Outlier Detection Toolbox in MATLAB


As a part of my M.Sc. thesis I have been developing an outlier detection toolbox in MATLAB.
Implemented methods are;

  • ActiveOutlier
  • Local Outlier Factor
  • Feature Bagging
  • Parzen Windows
  • Decision Tree

I will be providing more detail on the algorithms in a later post.
You can get the source code from my bitbucket account here, it includes a script that shows how to run the algorithms. I have also written a small document that gives more detail and explains the data set format. You can get the document from here.

Here is a link to my thesis if anyone is interested.

About these ads

45 comments

  1. Hi, it looks like a very good work! Great!
    My question to LOF: the division into train set and test set makes it a bit unclear how the computations are done. What if you want to compute LOF of each point a data set? Should you put the same train and test set on input?
    If yes, the resulting values and even ranking is a bit different from the one provided by ELKI (java application for outlier detection by LMU Munich). How did you verify your program?
    Lastly, you mention some other auxiliary functions in your comments (e.g. ReadDataset), are you planning to make them public as well?
    Thank you! B.

    1. Hi,
      If you’d like to get LOF values for each point in a data set, you can give the same data as training and test inputs to the method as you said. I’m not familiar with ELKI tool, so I cannot comment on why it gives different results. I have implemented LOF from the paper it was first proposed in. I’d recommend you to check that you give the same minPts and maxPts parameters to LOF.
      For the ReadDataset function, I have chosen not to include data sets and related functions in the toolbox in the first place, but as you’ve said it’s a little hard to use the code without them so I’ve included data set related functions and a sample data set in the zip file now. If you download it again, you should be able to see those under datasets folder.

      Thanks for the comment. I’d be glad to answer any questions you have.

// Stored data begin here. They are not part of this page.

PR #982, opened 2022-12-24
Add support for auto generation of DTOs from response data

Goldziher:
# PR Checklist

### DIFF
--- a/starlite/dto.py
+++ b/starlite/dto.py
@@ -61,6 +61,7 @@ class DTO(GenericModel, Generic[T]):
 
     class Config(BaseConfig):
         arbitrary_types_allowed = True
+        orm_mode = True
 
     dto_source_model: ClassVar[Any]
     dto_field_mapping: ClassVar[Dict[str, str]]
@@ -127,13 +128,16 @@ class DTO(GenericModel, Generic[T]):
             Instance of source model type.
         """
         values = self.dict()
+
         for dto_key, original_key in self.dto_field_mapping.items():
             value = values.pop(dto_key)
             values[original_key] = value
+
         if self.dto_source_plugin is not None and self.dto_source_plugin.is_plugin_supported_type(
             self.dto_source_model
         ):
             return cast("T", self.dto_source_plugin.from_dict(model_class=self.dto_source_model, **values))
+
         # we are dealing with a pydantic model or dataclass
         return cast("T", self.dto_source_model(**values))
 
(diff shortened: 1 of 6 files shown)


dialvarezs:
It doesn't seem to be working at least with this MWE:
```python
from sqlalchemy import Column, Integer, String, select
from sqlalchemy.orm import Mapped, declarative_base

from starlite import DTOFactory, HTTPException, Starlite, get, post
from starlite.plugins.sql_alchemy import SQLAlchemyConfig, SQLAlchemyPlugin
from starlite.status_codes import HTTP_404_NOT_FOUND

Base = declarative_base()

sqlalchemy_config = SQLAlchemyConfig(
    connection_string="sqlite+aiosqlite:///test.sqlite", dependency_key="async_session"
)
sqlalchemy_plugin = SQLAlchemyPlugin(config=sqlalchemy_config)
dto_factory = DTOFactory(plugins=[sqlalchemy_plugin])


class User(Base):
    __tablename__ = "user"
    id: Mapped[int] = Column(Integer, primary_key=True)
    name: Mapped[str] = Column(String)
    secret: Mapped[str] = Column(String)

    class Config:
        orm_mode = True


CreateUserDTO = dto_factory("CreateUserDTO", User, exclude=["id"])
ReadUserDTO = dto_factory(name="ReadUserDTO", source=User, exclude=["secret"])


async def on_startup() -> None:
    """Initialize the database."""
    async with sqlalchemy_config.engine.begin() as conn:
        await conn.run_sync(Base.metadata.create_all)


@post(path="/users")
async def create_user(
    data: CreateUserDTO,
    async_session: AsyncSession,
) -> ReadUserDTO:
    """Create a new user and return it."""
    user: User = data.to_model_instance()
    async_session.add(user)
    await async_session.commit()
    return user


@get(path="/users/{user_id:int}")
async def get_user(user_id: str, async_session: AsyncSession) -> ReadUserDTO:
    """Get a user by its ID and return it.

    If a user with that ID does not exist, return a 404 response
    """
    result = await async_session.scalars(select(User).where(User.id == user_id))
    user: User | None = result.one_or_none()
    if not user:
        raise HTTPException(
            detail=f"User with ID {user_id} not found",
            status_code=HTTP_404_NOT_FOUND,
        )
    return user


@get(path="/users/")
async def get_users(async_session: AsyncSession) -> list[ReadUserDTO]:
    """Get all users."""
    result = await async_session.scalars(select(User))
    users: list[User] = result.all()
    return users


app = Starlite(
    route_handlers=[create_user, get_user, get_users],
    on_startup=[on_startup],
    plugins=[sqlalchemy_plugin],
)
```

Specifically, the DTO subclass checking is failing, `issubclass(return_annotation, DTO[Any])` is `False` everytime.

Goldziher:
@dialvarezs - thanks for this. I incorporated this in a test - and it works fine. Are you using SQLA 2.0b? Perhaps there is some difference there, but with v1.4.5 its working as expected. I created an issue to extend our support to v2.0 officially, which will allow us to execute the tests against v2.0 as well.

dialvarezs:
Strange, I was using 1.4.45 as well...
But with the last changes you made is working for me as well.

So, it's ok for me then!

dialvarezs (approved):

      1. Thank you! However, I think it’s not correct to put the same train and test set because then each point is it’s own nearest neighbor and the resulting scores are different.
        (Anyway, it appears to me that the zip-file didn’t change..)
        Regards,
        B.

      2. Hi again,
        it’s true that neighbors of a test point will include itself too if you give same train and test inputs but it is not a problem. Individual scores may change but overall rankings should not differ.
        For the zip file, I guess there is a problem with it, you can get the new one from http://www.gokererdogan.com/files/outlierDetection/od2.zip
        Let me know if you still can’t get the file.
        Regards,

      3. The implementation in ELKI seems to be by the authors that published LOF in the first place. If your results differ, there must be something wrong.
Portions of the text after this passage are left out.